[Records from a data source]
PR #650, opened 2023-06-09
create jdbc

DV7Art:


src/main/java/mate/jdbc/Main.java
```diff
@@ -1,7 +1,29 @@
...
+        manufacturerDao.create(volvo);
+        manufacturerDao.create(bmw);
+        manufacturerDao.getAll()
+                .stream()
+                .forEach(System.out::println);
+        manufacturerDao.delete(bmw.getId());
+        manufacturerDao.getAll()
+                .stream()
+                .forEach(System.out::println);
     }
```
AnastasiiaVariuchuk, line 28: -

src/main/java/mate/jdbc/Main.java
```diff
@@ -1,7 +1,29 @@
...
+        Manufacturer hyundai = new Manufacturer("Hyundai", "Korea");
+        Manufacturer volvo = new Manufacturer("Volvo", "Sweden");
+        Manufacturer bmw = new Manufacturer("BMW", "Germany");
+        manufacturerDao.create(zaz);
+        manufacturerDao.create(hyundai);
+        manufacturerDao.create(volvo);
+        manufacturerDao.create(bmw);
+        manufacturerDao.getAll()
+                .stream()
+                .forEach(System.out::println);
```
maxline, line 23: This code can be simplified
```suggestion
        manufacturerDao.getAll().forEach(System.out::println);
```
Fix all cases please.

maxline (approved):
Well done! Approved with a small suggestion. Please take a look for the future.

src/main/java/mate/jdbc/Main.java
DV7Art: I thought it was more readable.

---

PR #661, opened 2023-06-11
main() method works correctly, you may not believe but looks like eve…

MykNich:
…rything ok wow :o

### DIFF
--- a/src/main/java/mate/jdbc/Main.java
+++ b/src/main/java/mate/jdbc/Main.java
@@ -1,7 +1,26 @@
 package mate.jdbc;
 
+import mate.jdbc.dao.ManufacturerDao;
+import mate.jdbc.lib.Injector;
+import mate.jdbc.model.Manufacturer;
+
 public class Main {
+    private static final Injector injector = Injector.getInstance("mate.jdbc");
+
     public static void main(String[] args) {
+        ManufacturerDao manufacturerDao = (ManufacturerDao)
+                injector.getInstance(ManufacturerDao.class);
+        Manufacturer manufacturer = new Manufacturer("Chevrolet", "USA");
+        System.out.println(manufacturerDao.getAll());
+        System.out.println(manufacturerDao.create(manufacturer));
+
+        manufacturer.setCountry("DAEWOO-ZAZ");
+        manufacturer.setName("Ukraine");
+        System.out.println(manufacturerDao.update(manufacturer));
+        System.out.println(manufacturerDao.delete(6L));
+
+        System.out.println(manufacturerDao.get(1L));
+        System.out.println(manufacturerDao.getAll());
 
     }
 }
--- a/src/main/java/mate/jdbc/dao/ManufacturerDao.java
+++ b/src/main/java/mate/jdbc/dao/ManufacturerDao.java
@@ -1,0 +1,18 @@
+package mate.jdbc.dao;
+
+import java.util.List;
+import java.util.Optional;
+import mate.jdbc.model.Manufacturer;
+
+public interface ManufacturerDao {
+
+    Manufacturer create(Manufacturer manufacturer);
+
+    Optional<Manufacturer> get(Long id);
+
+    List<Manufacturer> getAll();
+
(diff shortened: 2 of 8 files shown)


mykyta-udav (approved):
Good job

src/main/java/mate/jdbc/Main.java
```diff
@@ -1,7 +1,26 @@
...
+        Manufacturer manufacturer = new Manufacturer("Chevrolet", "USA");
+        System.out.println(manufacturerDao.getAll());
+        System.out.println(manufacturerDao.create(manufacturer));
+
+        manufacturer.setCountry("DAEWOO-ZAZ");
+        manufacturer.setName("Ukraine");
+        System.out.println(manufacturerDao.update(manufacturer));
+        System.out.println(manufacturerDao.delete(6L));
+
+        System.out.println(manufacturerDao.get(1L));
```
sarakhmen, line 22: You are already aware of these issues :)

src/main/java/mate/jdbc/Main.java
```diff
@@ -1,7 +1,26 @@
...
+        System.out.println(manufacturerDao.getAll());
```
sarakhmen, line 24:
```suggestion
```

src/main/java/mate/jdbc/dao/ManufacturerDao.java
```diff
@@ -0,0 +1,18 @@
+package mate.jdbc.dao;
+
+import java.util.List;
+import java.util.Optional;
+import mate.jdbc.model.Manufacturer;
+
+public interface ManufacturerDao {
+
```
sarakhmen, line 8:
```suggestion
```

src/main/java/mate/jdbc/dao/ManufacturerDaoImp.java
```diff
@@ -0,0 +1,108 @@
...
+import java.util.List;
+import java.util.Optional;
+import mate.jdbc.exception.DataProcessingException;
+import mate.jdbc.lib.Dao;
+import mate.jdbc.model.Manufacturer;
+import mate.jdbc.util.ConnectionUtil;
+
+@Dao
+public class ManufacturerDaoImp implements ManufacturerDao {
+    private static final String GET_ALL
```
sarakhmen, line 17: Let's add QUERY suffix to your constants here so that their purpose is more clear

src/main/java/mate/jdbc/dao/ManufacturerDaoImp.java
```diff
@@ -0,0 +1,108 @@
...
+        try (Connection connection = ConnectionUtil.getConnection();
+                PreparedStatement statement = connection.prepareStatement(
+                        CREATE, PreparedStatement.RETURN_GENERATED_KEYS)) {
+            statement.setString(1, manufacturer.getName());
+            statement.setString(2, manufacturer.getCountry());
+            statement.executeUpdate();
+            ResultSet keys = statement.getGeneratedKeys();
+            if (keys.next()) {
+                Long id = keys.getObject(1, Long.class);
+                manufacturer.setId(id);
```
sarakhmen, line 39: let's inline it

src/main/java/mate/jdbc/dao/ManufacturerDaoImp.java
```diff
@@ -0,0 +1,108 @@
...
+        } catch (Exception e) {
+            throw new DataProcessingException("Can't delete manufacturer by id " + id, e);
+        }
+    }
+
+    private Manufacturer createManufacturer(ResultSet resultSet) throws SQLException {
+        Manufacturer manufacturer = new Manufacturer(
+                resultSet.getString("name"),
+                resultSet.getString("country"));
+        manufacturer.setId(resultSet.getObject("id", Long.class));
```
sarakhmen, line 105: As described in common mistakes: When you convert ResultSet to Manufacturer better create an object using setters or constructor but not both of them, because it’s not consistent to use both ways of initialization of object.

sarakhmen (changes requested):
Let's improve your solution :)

...

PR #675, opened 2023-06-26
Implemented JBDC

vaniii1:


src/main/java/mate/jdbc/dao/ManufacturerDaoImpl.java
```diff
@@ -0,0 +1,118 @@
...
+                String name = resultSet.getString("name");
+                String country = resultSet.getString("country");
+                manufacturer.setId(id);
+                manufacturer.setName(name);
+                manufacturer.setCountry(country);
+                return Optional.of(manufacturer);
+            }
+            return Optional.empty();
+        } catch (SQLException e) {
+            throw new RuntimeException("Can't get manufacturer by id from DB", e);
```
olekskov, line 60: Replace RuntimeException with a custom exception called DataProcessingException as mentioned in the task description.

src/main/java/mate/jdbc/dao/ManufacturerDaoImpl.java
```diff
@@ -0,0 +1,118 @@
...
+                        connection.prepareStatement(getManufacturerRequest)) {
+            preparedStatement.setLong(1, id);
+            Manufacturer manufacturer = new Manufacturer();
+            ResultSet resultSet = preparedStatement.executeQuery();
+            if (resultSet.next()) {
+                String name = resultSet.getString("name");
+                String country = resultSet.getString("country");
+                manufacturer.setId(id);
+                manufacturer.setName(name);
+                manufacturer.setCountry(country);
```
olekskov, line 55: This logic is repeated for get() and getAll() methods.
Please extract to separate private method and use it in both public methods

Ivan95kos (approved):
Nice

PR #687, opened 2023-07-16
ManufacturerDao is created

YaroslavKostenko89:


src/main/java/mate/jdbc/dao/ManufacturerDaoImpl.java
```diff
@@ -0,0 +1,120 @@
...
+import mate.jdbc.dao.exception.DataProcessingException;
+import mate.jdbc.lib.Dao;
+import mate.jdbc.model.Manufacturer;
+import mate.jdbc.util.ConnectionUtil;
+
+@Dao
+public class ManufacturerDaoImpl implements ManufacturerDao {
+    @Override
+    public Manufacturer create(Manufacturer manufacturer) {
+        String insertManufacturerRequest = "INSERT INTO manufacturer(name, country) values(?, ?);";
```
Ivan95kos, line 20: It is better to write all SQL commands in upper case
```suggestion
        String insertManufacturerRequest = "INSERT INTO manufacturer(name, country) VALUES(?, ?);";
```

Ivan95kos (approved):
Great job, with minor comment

> YOUR TASK: Copy each line of the data above that holds "more".

> EXERCISE SOLUTION:
DV7Art: I thought it was more readable.
sarakhmen, line 17: Let's add QUERY suffix to your constants here so that their purpose is more clear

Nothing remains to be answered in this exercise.